The study is based on having LLMs decide to amplify one of the top ten posts on their timeline or share a news headline. LLMs aren't people, and the authors have not convinced me that they will behave like people in this context.
The behavioral options are restricted to posting news headlines, reposting news headlines, or being passive. There's no option to create original content, and no interventions centered on discouraging reposting. Facebook has experimented with limits to reposting and found such limits discouraged the spread of divisive content and misinformation.
I mostly use social media to share pictures of birds. This contributes to some of the problems the source article discusses. It causes fragmentation; people who don't like bird photos won't follow me. It leads to disparity of influence; I think I have more followers than the average Mastodon account. I sometimes even amplify conflict.
-
Amazon, Google and Microsoft would still be there, so the Internet seems to be suffering from a metastatic cancer at this point. Cutting off two revolting lumps helps, but the prognosis doesn’t look that great.

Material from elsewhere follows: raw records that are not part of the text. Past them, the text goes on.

PR #759, opened 2016-01-26
Support RaxML testing on Windows

benfulton:


peterjc:
I just looked at ``raxml-win32-100315.tar.gz`` which is currently the latest provided Windows executable, and its just contains a ``release-win32`` folder with ``raxmlHPC.exe`` and ``rxmlHPC-PTHREADS.exe`` - no installer, and also no instructions.

Does the RaxML documentation give any guidance on installation, such as a suggested path to put the binaries at? Otherwise your assumption that the binary will be on the ``$PATH`` on Windows seems fine.

peterjc:
P.S. I'm happy with the empty exception handler which QuantifiedCode is complaining about here.

benfulton:
No, RaxML for Windows is pretty much an afterthought. The Linux version
just suggests making sure the executable is on the path.

I am inclined to make the $PATH assumption in general for Windows binaries
in the same way as it is for Linux. The tests jump through a lot of hoops
to try to find Windows executables, and it might be all for naught if a
user tries to run the application with the wrong path after successfully
running the tests.

peterjc:
OK. Some of the windows tools like ClustalW used to come with Windows Installers which put the binaries in predictable places (but sadly not on the ``$PATH``), leading to some "heuristics" in our test suite - but as you say, the end user still would have to set the full path to the binaries themselves.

None of those have had much success in creating social networks that suck people in quite like the others
Not to say they don't have their own problems, but the bulk of problems with social media come squarely from meta & twitter.
-
Amazon, Google and Microsoft would still be there, so the Internet seems to be suffering from a metastatic cancer at this point. Cutting off two revolting lumps helps, but the prognosis doesn’t look that great.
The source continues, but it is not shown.